At the same time, traders recently forecast less than 4 interest rate cuts for the whole year. In fact, the latest pricing in the interest rate market currently suggests that the Fed has only about 50% chance of cutting interest rates 4 times this year — reminder, in mid-January (a month ago), the market also once estimated that the Fed would cut interest rates by 170 basis points (6 times by 25 basis points) in 2024, but now it is only half of this figure. Interest rate market pricing is indefinitely moving closer to the three annual interest rate cuts estimated by the Federal Reserve in December.

Regarding the CPI data, industry analyst Ira Jersey said, “The first reaction of the market was to expect the possibility of interest rate cuts in May not exceed 50%, because overall and core CPI exceeded expectations. It is not surprising that the US Treasury yield curve is flattening. We still believe that the 2-year/10-year Treasury yield curve may remain inverted until the Federal Reserve actually starts cutting interest rates.”

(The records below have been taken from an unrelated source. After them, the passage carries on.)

PR #1674, opened 2026-06-15
1/12 Add co-op session domain model

tomer-stripe:
## What this adds
Introduces the core co-op session types, step state machine, session navigation helpers, and SDK snippet fetching used by later agent and TUI layers.

## Review focus
Review this PR as one slice of the co-op stack. It should be understandable on its own against `tomer/coop-stack-base`.

## Stack
Base: `tomer/coop-stack-base`  
Head: `tomer/coop-split-domain-core`

## Validation

### DIFF
--- a/pkg/coop/session.go
+++ b/pkg/coop/session.go
@@ -1,0 +1,230 @@
+package coop
+
+import (
+	"fmt"
+	"time"
+)
+
+// validTransitions defines allowed state transitions.
+var validTransitions = map[NodeState][]NodeState{
+	NodePending: {NodeActive, NodeSkipped},
+	NodeActive:  {NodeReview, NodeDone, NodeSkipped},
+	NodeReview:  {NodeDone, NodeActive, NodeSkipped}, // active = rejected, redo
+}
+
+// TotalNodes returns the total number of nodes across all steps.
+func (s *Session) TotalNodes() int {
+	count := 0
+	for _, ch := range s.Steps {
+		count += len(ch.Nodes)
+	}
+	return count
+}
+
+// NodeByNumber returns a pointer to the node at the given 1-based index,
+// counting sequentially across steps. Returns an error if out of range.
+func (s *Session) NodeByNumber(n int) (*SessionNode, error) {
+	if n < 1 {
+		return nil, fmt.Errorf("node number must be >= 1, got %d", n)
+	}
+	idx := 0
+	for i := range s.Steps {
+		for j := range s.Steps[i].Nodes {
+			idx++
+			if idx == n {
+				return &s.Steps[i].Nodes[j], nil
+			}
+		}
+	}
+	return nil, fmt.Errorf("node %d out of range (session has %d nodes)", n, s.TotalNodes())
+}
+
+// StepByNodeNumber returns the step containing a 1-based node number.
+func (s *Session) StepByNodeNumber(n int) (*SessionStep, int, int, error) {
+	if n < 1 {
+		return nil, -1, -1, fmt.Errorf("node number must be >= 1, got %d", n)
+	}
+	idx := 0
+	for i := range s.Steps {
+		for j := range s.Steps[i].Nodes {
+			idx++
+			if idx == n {
+				return &s.Steps[i], i, j, nil
+			}
+		}
+	}
+	return nil, -1, -1, fmt.Errorf("node %d out of range (session has %d nodes)", n, s.TotalNodes())
+}
+
+// ReviewGranularityForNode returns the effective review granularity for a node.
+func (s *Session) ReviewGranularityForNode(n int) ReviewGranularity {
+	ch, _, _, err := s.StepByNodeNumber(n)
+	if err != nil || ch.ReviewGranularity == "" {
+		return ReviewGranularityNode
+	}
+	return ch.ReviewGranularity
+}
+
+// StepReadyForReview returns true when every reviewable node in a step is
+// no longer pending or active.
+func (s *Session) StepReadyForReview(stepIndex int) bool {
+	if stepIndex < 0 || stepIndex >= len(s.Steps) {
+		return false
+	}
+	hasReviewable := false
+	for _, n := range s.Steps[stepIndex].Nodes {
+		if n.AutoConfirm {
+			continue
+		}
+		hasReviewable = true
+		switch n.State {
+		case NodeReview, NodeDone, NodeSkipped:
+		default:
+			return false
+		}
+	}
+	return hasReviewable
+}
+
+// StepHasReview returns true if any node in the step is waiting for human review.
+func (s *Session) StepHasReview(stepIndex int) bool {
+	if stepIndex < 0 || stepIndex >= len(s.Steps) {
+		return false
+	}
+	for _, n := range s.Steps[stepIndex].Nodes {
+		if n.State == NodeReview {
+			return true
+		}
+	}
+	return false
+}
+
+// FirstReviewNodeInStep returns the 1-based node number of the first review node.
+func (s *Session) FirstReviewNodeInStep(stepIndex int) int {
+	if stepIndex < 0 || stepIndex >= len(s.Steps) {
+		return 0
+	}
+	nodeNumber := 0
+	for i := range s.Steps {
+		for j := range s.Steps[i].Nodes {
+			nodeNumber++
+			if i == stepIndex && s.Steps[i].Nodes[j].State == NodeReview {
+				return nodeNumber
+			}
+		}
+	}
+	return 0
+}
+
+// FirstActiveNodeInStep returns the 1-based node number of the first active node.
+func (s *Session) FirstActiveNodeInStep(stepIndex int) int {
+	if stepIndex < 0 || stepIndex >= len(s.Steps) {
+		return 0
+	}
+	nodeNumber := 0
+	for i := range s.Steps {
+		for j := range s.Steps[i].Nodes {
+			nodeNumber++
+			if i == stepIndex && s.Steps[i].Nodes[j].State == NodeActive {
+				return nodeNumber
+			}
+		}
+	}
+	return 0
+}
+
+// ActiveNode returns the first node in active state, or nil.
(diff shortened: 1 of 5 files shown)


pkg/coop/session.go
```diff
@@ -0,0 +1,226 @@
...
+var validTransitions = map[StepState][]StepState{
+	StepPending: {StepActive, StepSkipped},
+	StepActive:  {StepReview, StepDone, StepSkipped},
+	StepReview:  {StepDone, StepActive, StepSkipped}, // active = rejected, redo
+}
+
+// TotalSteps returns the total number of nodes across all chapters.
+func (s *Session) TotalSteps() int {
+	count := 0
+	for _, ch := range s.Chapters {
```
kwu-stripe: Just a heads up that we've renamed chapters to steps in the Blueprint's code.

pkg/coop/session.go
```diff
@@ -0,0 +1,226 @@
...
+		count += len(ch.Nodes)
```
kwu-stripe, line 19: I think this could still make sense, since we can mark some chapters and nodes are skipped, but it's possible that not all chapters / nodes will apply to all users.

pkg/coop/types.go
```diff
@@ -0,0 +1,148 @@
...
+	Check  string `json:"check"`
+	Passed bool   `json:"passed"`
+}
+
+// APIRequest describes the expected API call for a node.
+type APIRequest struct {
+	Key    string      `json:"key,omitempty"`
+	Path   string      `json:"path"`
+	Method string      `json:"method"`
+	Params interface{} `json:"params,omitempty"`
```
kwu-stripe, line 72: In the mongo blueprints we're also going to list params not to include.

pkg/coop/types.go
```diff
@@ -0,0 +1,148 @@
...
+	Nodes             []SessionNode     `json:"nodes"`
+}
+
+// Session is the shared state file between agent and TUI.
+type Session struct {
+	SchemaVersion   int               `json:"schema_version"`
+	ID              string            `json:"id"`
+	Blueprint       string            `json:"blueprint"`
+	Status          SessionStatus     `json:"status"`
+	Settings        map[string]string `json:"settings,omitempty"`
```
kwu-stripe, line 109: In mongo blueprints we're splitting the settings up into two halves: settings and params. Settings are going to be things that are consistent across the implementation (ex. platform vs account) while params are things that are variables (ex. account name).

pkg/coop/types.go
```diff
@@ -0,0 +1,148 @@
...
+	Chapters        []SessionChapter  `json:"chapters"`
+	ClaimURL        string            `json:"claim_url,omitempty"`
```
kwu-stripe: What's the claim URL for?

pkg/coop/session.go
```diff
@@ -0,0 +1,226 @@
...
+	}
+	return false
+}
+
+// FirstReviewStepInChapter returns the 1-based step number of the first review node.
+func (s *Session) FirstReviewStepInChapter(chapterIndex int) int {
+	if chapterIndex < 0 || chapterIndex >= len(s.Chapters) {
+		return 0
+	}
+	step := 0
```
kwu-stripe: nit: can we rename step to node, since in the core blueprints we are renaming chapters to steps.

pkg/coop/session.go
```diff
@@ -0,0 +1,226 @@
...
+			if i == chapterIndex && s.Chapters[i].Nodes[j].State == StepReview {
+				return step
+			}
+		}
+	}
+	return 0
+}
+
+// FirstActiveStepInChapter returns the 1-based step number of the first active node.
+func (s *Session) FirstActiveStepInChapter(chapterIndex int) int {
```
kwu-stripe: nit: could we also rename step here to node.

pkg/coop/snippet.go
```diff
@@ -0,0 +1,61 @@
...
+
+var httpClient = &http.Client{Timeout: 5 * time.Second}
+
+// FetchSDKSnippet fetches a generated SDK code snippet from the docs endpoint.
+// path is the API path (e.g. "/v1/customers"), method is "post"/"get"/etc,
+// params is the JSON-encoded request params, and language is "node"/"python"/etc.
+func FetchSDKSnippet(path, method string, params interface{}, language string) (string, error) {
+	argsJSON := "{}"
+	if params != nil {
+		data, err := json.Marshal(params)
```
kwu-stripe, line 22: If json.Marshal fails then the parameters would get dropped. Should we return the error or get notified about it in some way?

pkg/coop/session.go
```diff
@@ -0,0 +1,226 @@
...
+	if !valid {
+		return fmt.Errorf("invalid transition: step %d is %q, cannot move to %q", n, node.State, to)
+	}
+
+	node.State = to
+	now := time.Now().UTC()
+
+	switch to {
+	case StepActive:
+		node.StartedAt = &now
```
kwu-stripe: If a step is rejected and reactivated, startedAt is overwritten and the original time is lost. Did you want to track total time-in-flight?

pkg/coop/session.go
```diff
@@ -0,0 +1,226 @@
...
+		node.CompletedAt = nil
+	case StepDone:
+		node.CompletedAt = &now
+		node.RejectionNote = ""
+	case StepReview:
+		node.CompletedAt = &now
+	}
```
kwu-stripe, line 189: We could set a completedAt time if we chose to skip a step, so that it looks different from a step that we haven't touched at all.

kwu-stripe (changes requested):
I left some in-line comments:
- I'll try to make sure this stays in sync with Mongo blueprints. 
- Chapters are getting renamed to steps.

pkg/coop/session.go
tomer-stripe: oh cool! will fix. couldn't remember if we did that or not.

so it's steps as the group, and nodes as the lower-level actions?

pkg/coop/session.go
tomer-stripe: good point. how would we determine that in the code? ideally the tui is generated from the blueprint itself so i'd want the blueprint driving this

pkg/coop/types.go
tomer-stripe: this comes from the sandboxes creation flow. so if you do `stripe sandboxes create` we give you a url to the dashboard to convert the sandbox into a full account

i wanted to keep track of that throughout the flow so we could prompt the user to go create an account

pkg/coop/session.go
tomer-stripe: yep! will do

tomer-stripe:
thank you! do we have the blueprint schemas in our docs somewhere? agree we should stay in sync

tomer-stripe:
@kwu-stripe resolved most comments. the two i have open am curious about what the shape is before we add them here

kwu-stripe:
> thank you! do we have the blueprint schemas in our docs somewhere? agree we should stay in sync

I think its a little bit rough right now because we have both the typescript and mongo blueprints, which have slightly differing schemas. There's this [trailhead doc](https://trailhead.corp.stripe.com/docs/workbench/blueprints/blueprints-schema?entrypoint=home_search_result) that is mostly up to date for typescript blueprints. Once we move into Mongo blueprints and it becomes more stable, I will create a new schema doc. I think with that doc we could have it be [auto-generated](https://trailhead.corp.stripe.com/docs/trailhead/working-in-trailhead/auto-generate-docs) from the code.

pkg/coop/types.go
kwu-stripe: It's the same shape, just another field called `excluded_params`.

pkg/coop/session.go
kwu-stripe: For the typescript blueprints:
- chapter inclusion is determined by [includeIfConfigMatchesOne](https://stripe.sourcegraphcloud.com/r/stripe-internal/mint/-/blob/pay-server/frontend/workbench/shared/blueprints/src/types/Blueprint.tsx?L58)
- node inclusion is determined by both [includeIfConfigMatchesOne and hiddenIfConfigIncludesOne](https://stripe.sourcegraphcloud.com/r/stripe-internal/mint/-/blob/pay-server/frontend/workbench/shared/blueprints/src/types/BlueprintNode.tsx?L75-76)

For Mongo blueprints:
- chapter inclusion is determined by [is_included](https://stripe.sourcegraphcloud.com/r/stripe-internal/mint/-/blob/pay-server/lib/workbench/blueprints/model/step.rb?L363-368)
- node inclusion is determined by [is_included](https://stripe.sourcegraphcloud.com/r/stripe-internal/mint/-/blob/pay-server/lib/workbench/blueprints/model/step.rb?L313-317).

pkg/coop/types.go
```diff
@@ -0,0 +1,149 @@
...
+	Settings        map[string]string `json:"settings,omitempty"`
+	Params          map[string]string `json:"params,omitempty"`
+	Steps           []SessionStep     `json:"steps"`
+	UsedSandbox     bool              `json:"used_sandbox,omitempty"`
+	NextSteps       *NextStepsState   `json:"next_steps,omitempty"`
+	ParentSessionID string            `json:"parent_session_id,omitempty"`
+	ParentStepID    string            `json:"parent_step_id,omitempty"` // which next-step this session fulfills
+	CreatedAt       time.Time         `json:"created_at"`
+	UpdatedAt       time.Time         `json:"updated_at"`
+	Version         int               `json:"version"`
```
kwu-stripe, line 118: What are `schemaVersion` vs `Version`? When I was initially reading this file I thought `schemaVersion` was the version for the schema (the params), which is why it's set to 2 right now, and `version` is how we keep track of updates to the session, but when reading https://github.com/stripe/stripe-cli/pull/1675/changes it looks like we're updating schemaVersion.

kwu-stripe: Nevermind, I see that the updates to schemaVersion are for a version migration now.

kwu-stripe (approved):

Looking ahead to the future market, NATAlliance Securities strategist Andrew Brenner predicts that the market is expected to fluctuate more during the rest of the week, “because bears are gaining the upper hand, and the bulls are still resisting.”

“Torsten Slok of Apollo Global Management (Apollo Global Management) said, “It's still too early to announce victory over inflation. Maybe this 'last mile' is actually more difficult.”

edit/emily

The translation is provided by third-party software.